Rav Eitan: Hello, Avi!
Rav Avi: So this question is of the very fun variety that I will call "what do you do when?" "What do you do when you're in the middle of praying the amidah and your baby wakes up crying in the other room?" What do you do when your prayer time is interrupted by a child? More specifically, if that prayer that you're praying is the amidah, so you can tell us, what's the significance of all of those stages, and do they have the same or different answers?
Rav Eitan: Okay. So, let's step back here, because to understand where we even go here, there's a presumption here, actually, behind the question, which is that there's a problem to interact, to move around, et cetera, do something, whatever they feel the need to do to respond, in the middle of the amidah. Which of course, its name, at least that name for it, the "standing prayer," does indicate that you're in some kind of coerced normative position. So let's just talk about that, and then we can come back to the kid piece.
So, there is this very old tradition, as old as the prayer itself, that the amidah, this specific moment of focus and really direct communication with G-d as it's understood, must be done in a kind of uninterrupted fashion. And that has two dimensions to it, which actually sometimes compete with one another. One is interrupting the flow of the words. That is to say, the amidah is an actual script, more or less, of words that you are supposed to say, and to interrupt it in the middle with speaking is akin to someone in the middle of performing in a play turning to someone, you know, offstage and saying, actually, can you get me a glass of water, my throat is a bit dry, right? So there's some notion there of interruption with words.
And then there is a notion of the interruption of one's physical posture, actually standing rooted in one place as opposed to finding a way that, you know, one moves around or is somehow interacting with one's surroundings. So, on the question of moving, there's a lot of early sources that are pretty clear they don't even like you bowing too much during the amidah, that should be very restricted.
But you have this fascinating source that talks about Rabbi Akiva, he used to bow and go flat on the floor so much when he prayed the amidah that the Tosefta says he began in one corner of the room and ended up in another corner of the room. And he clearly had some different notion of what posture was required that he felt like he could sort of move around, at least as part of his prayer.
Now, there's other sources that imagine not kind of from your own internal fervent devotion, but due to external distractions, potentially having to interrupt the amidah. So, listed here, this is in another passage in the Tosefta, you've got someone praying in a public square or street and there's animals or wagons who are coming right towards them. What are they supposed to do?
Rav Avi: Seems like a good reason to move!
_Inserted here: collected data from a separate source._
PR #303, opened 2019-05-24
[NO-JIRA] Make dialog icon optional

georgegillams:
Make dialog icon and background color optional. Because why not 🤷‍♂️

image


Backpack/Dialog/Classes/BPKDialogView.m
```diff
@@ -45,6 +45,8 @@ @interface BPKDialogView ()
 @property(nonatomic, strong) BPKLabel *titleLabel;
 @property(nonatomic, strong) BPKLabel *descriptionLabel;
 @property(nonatomic, strong) UIStackView *buttonStackView;
+@property(nonatomic, strong) UIColor *iconBackgroundColorValue;
```
georgegillams: I'm not sure if using these underlying properties is the best way to respond to them being set... 🤔

phelgo: Agreed. If I understand correctly we should be able to call `setIconBackgroundColor` directly without adding state.

Backpack/Dialog/Classes/BPKDialogView.m
```diff
@@ -219,20 +256,26 @@ - (BPKDialogButtonAction *_Nullable)actionForButton:(BPKButton *)button {
 
 - (void)setIconBackgroundColor:(UIColor *_Nullable)iconBackgroundColor {
     BPKAssertMainThread();
-    self.iconView.iconBackgroundColor = iconBackgroundColor;
+    if (_iconBackgroundColorValue != iconBackgroundColor) {
+        _iconBackgroundColorValue = iconBackgroundColor;
+        [self layoutIconView];
```
phelgo: Do we need to call `layoutIconView` if we are just updating the color?

Backpack/Dialog/Classes/BPKDialogView.m
georgegillams: Think I'll refactor this to use another object, so that consumers must provide neither or both 👍

Backpack/Dialog/Classes/BPKDialogController.h
```diff
@@ -100,8 +100,8 @@ NS_SWIFT_NAME(DialogController)
 + (instancetype)dialogControllerWithTitle:(NSString *)title
                                   message:(NSString *)message
                                     style:(BPKDialogControllerStyle)style
-                      iconBackgroundColor:(UIColor *)iconBackgroundColor
-                                iconImage:(UIImage *)iconImage;
+                      iconBackgroundColor:(UIColor *_Nullable)iconBackgroundColor
```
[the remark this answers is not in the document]
georgegillams: Think I'll refactor this to use another object, so that consumers must provide neither or both 👍

Backpack/Dialog/Classes/BPKDialogIconView.m
```diff
@@ -49,19 +49,16 @@ - (CGSize)intrinsicContentSize {
     return [[self class] viewSize];
 }
 
-- (void)setIconBackgroundColor:(UIColor *_Nullable)iconBackgroundColor {
-    self.iconContainerView.backgroundColor = iconBackgroundColor;
+- (void)setIconDefinition:(BPKDialogIconDefinition *)iconDefinition {
+//    self.iconContainerView.backgroundColor = iconDefinition.iconBackgroundColor;
```
georgegillams: For somereason it blows up on these lines, but I have no idea why 😢 
Feel like I've been looking at it too long to see the wood for the trees. Probably something simple that I'm missing @k0nserv @phelgo ?

georgegillams: @k0nserv solved it for me 👍

georgegillams:
Think this might be good to roll now @k0nserv and @phelgo 🎉

Backpack/Dialog/Classes/BPKDialogIconDefinition.h
```diff
@@ -0,0 +1,51 @@
...
+
+/**
+ * The background color behind the icon
+ */
+@property(nonatomic, strong) UIColor *iconBackgroundColor;
+
+/**
+ * The icon to show at the top of the dialog
+ */
+@property(nonatomic, strong) UIImage *iconImage;
```
k0nserv: These should be `readonly` imo. Immutable objects are much simpler to reason about.

Backpack/Dialog/Classes/BPKDialogIconView.m
```diff
@@ -49,19 +49,16 @@ - (CGSize)intrinsicContentSize {
     return [[self class] viewSize];
 }
 
-- (void)setIconBackgroundColor:(UIColor *_Nullable)iconBackgroundColor {
-    self.iconContainerView.backgroundColor = iconBackgroundColor;
+- (void)setIconDefinition:(BPKDialogIconDefinition *)iconDefinition {
+    self.iconContainerView.backgroundColor = iconDefinition.iconBackgroundColor;
```
k0nserv: This needs to update the local variable `_iconDefintion` too and it should have the regular  

```objective-c
if (iconDefintion != _iconDefintion) {
}
```

guards

Backpack/Dialog/Classes/BPKDialogIconView.h
```diff
@@ -15,13 +15,13 @@
...
  */
+#import "BPKDialogIconDefinition.h"
 #import <UIKit/UIKit.h>
 
 NS_ASSUME_NONNULL_BEGIN
 
 @interface BPKDialogIconView : UIView
-@property(nullable, nonatomic, strong) UIColor *iconBackgroundColor;
-@property(nullable, nonatomic, strong) UIImage *iconImage;
+@property(nonatomic, strong) BPKDialogIconDefinition *iconDefinition;
```
k0nserv: This should be `nullable`

Backpack/Dialog/Classes/BPKDialogIconView.m
```diff
@@ -49,19 +49,16 @@ - (CGSize)intrinsicContentSize {
...
+    self.iconImageView.image = iconDefinition.iconImage;
 }
 
-- (UIColor *_Nullable)iconBackgroundColor {
+- (UIColor *)iconBackgroundColor {
```
k0nserv: This is a lie as this value can still be `nil`. Lying is naughty

Backpack/Dialog/Classes/BPKDialogIconView.m
```diff
@@ -49,19 +49,16 @@ - (CGSize)intrinsicContentSize {
...
     return self.iconContainerView.backgroundColor;
 }
 
-- (void)setIconImage:(UIImage *_Nullable)iconImage {
-    self.iconImageView.image = iconImage;
-}
-
-- (UIImage *_Nullable)iconImage {
+- (UIImage *)iconImage {
```
k0nserv: This is also a lie

Backpack/Dialog/Classes/BPKDialogIconView.m
```diff
@@ -49,19 +49,16 @@ - (CGSize)intrinsicContentSize {
     return [[self class] viewSize];
 }
 
-- (void)setIconBackgroundColor:(UIColor *_Nullable)iconBackgroundColor {
-    self.iconContainerView.backgroundColor = iconBackgroundColor;
+- (void)setIconDefinition:(BPKDialogIconDefinition *)iconDefinition {
```
k0nserv: This argument should be `_Nullable`. If the user sets it to `nil` after it was not `nil` we need to ensure the correct thing happens

k0nserv:
I am sorry it took so long for me to get to this :/

Backpack/Dialog/Classes/BPKDialogIconView.h
georgegillams: I'm not sure it should... That would mean we allow an icon view to exist without an icon definition.

Think it should be non-null, set in the constructor

Backpack/Dialog/Classes/BPKDialogIconDefinition.m
```diff
@@ -0,0 +1,34 @@
...
+ */
+
+#import "BPKDialogIconDefinition.h"
+
+NS_ASSUME_NONNULL_BEGIN
+
+@implementation BPKDialogIconDefinition
+
+- (instancetype)initWithIcon:(UIImage *)iconImage iconBackgroundColor:(UIColor *)iconBackgroundColor {
+    _iconImage = iconImage;
```
k0nserv: This isn't calling super or checking the value of `self`.

Backpack/Dialog/Classes/BPKDialogIconView.m
```diff
@@ -49,18 +49,18 @@ - (CGSize)intrinsicContentSize {
     return [[self class] viewSize];
 }
 
-- (void)setIconBackgroundColor:(UIColor *_Nullable)iconBackgroundColor {
-    self.iconContainerView.backgroundColor = iconBackgroundColor;
+- (void)setIconDefinition:(BPKDialogIconDefinition *_Nullable)iconDefinition {
+    // TODO handle iconDefinition nil
```
k0nserv: This still isn't done

Backpack/Dialog/Classes/BPKDialogView.m
```diff
@@ -177,16 +171,52 @@ - (void)setupConstraints {
...
+            // blends with the contentView background. Using BPKSpacingLg makes it look unaligned with the BPKSpacingLg
+            // below. The border is BPKSpacingMd wide which when added to BPKSpacingBase makes it BPKSpacingLg. This
+            // ligns up nicely with the BPKSpacingLg between descriptionLabel and buttonStackView
+            [self.titleLabel.topAnchor constraintGreaterThanOrEqualToAnchor:self.iconView.bottomAnchor
+                                                                   constant:BPKSpacingBase]
+        ]];
+    }
+
+    if (!self.hasIcon && self.iconView != nil) {
+        [self.iconView removeFromSuperview];
```
k0nserv: This is a bit surprising in a method called `setupIconView` since it does the opposite of setting up

Backpack/Dialog/Classes/BPKDialogIconView.m
georgegillams: Shouldn't need to handle `nil` case as the `iconView` should always have an `iconDefinition`!

Backpack/Dialog/Classes/BPKDialogIconView.h
k0nserv:
```swift
let iconImage = BPKDialogIconView() // calls `init`
// this will crash because the type in swift is incorrectly `DialogIconDefinition`
// when it should be `DialogIconDefinition?`
iconImage.iconDefinition.iconImage 
```

Backpack/Dialog/Classes/BPKDialogView.m
```diff
@@ -53,21 +54,23 @@ @implementation BPKDialogView
...
         self.message = message;
-        self.iconBackgroundColor = iconBackgroundColor;
-        self.iconImage = iconImage;
+        self.iconDefinition = iconDefinition;
     }
 
     return self;
 }
 
+- (Boolean)hasIcon {
```
k0nserv: BOOL

k0nserv: Shouldn't this be delcared as a readonly property too?

georgegillams: Tempted to setup a danger rule for this as it always catches me out!

Backpack/Dialog/Classes/BPKDialogIconView.m
```diff
@@ -34,7 +34,7 @@ + (CGSize)iconContainerSize;
 
 @implementation BPKDialogIconView
 
-- (instancetype)init {
+- (instancetype)initWithIconDefinition:(BPKDialogIconDefinition *)iconDefinition {
```
k0nserv: `iconDefinition` is never used here

georgegillams: Excellent catch!

Backpack/Dialog/Classes/BPKDialogIconView.m
```diff
@@ -34,12 +34,13 @@ + (CGSize)iconContainerSize;
...
     CGSize size = [[self class] viewSize];
     self = [super initWithFrame:CGRectMake(0, 0, size.width, size.height)];
 
     if (self) {
         [self setupViews];
+        self.iconDefinition = iconDefinition;
```
k0nserv: Wouldn't it be better to set this without using the setter i.e. the `ivar` before calling `setupViews` so that `setupViews` can rely on the value being present?

Backpack/Dialog/Classes/BPKDialogIconView.m
georgegillams: Fixed 👍

Backpack/Dialog/Classes/BPKDialogIconView.m
georgegillams: Done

Rav Eitan: Sounds like a good reason to move. So the Tosefta says you may not interrupt the tefilah, ein mafsik, but you're allowed to move. Alright? So that sort of seems to indicate that, well, ideally you would stay in one place, but that's not the beginning and the end of the whole story here, and ideally what will happen is you will move but make sure that you don't speak. That is to say, the real interruption to the tefilah is the words -- ideally you have a stationary posture, but if need be you move around.
Rav Avi: Got it.
Rav Eitan: However, immediately following that ruling we get a kind of crazy story where we hear about Rabbi Chanina ben Dosa, who let a snake bite him while he was davening the amidah rather than interrupt it. It says v'lo hifsik, that exact same verb that the Tosefta said you're not supposed to do when you move out of the way.
Rav Avi: It's certainly hard for me to believe that he maintained his concentration while being bitten by a snake.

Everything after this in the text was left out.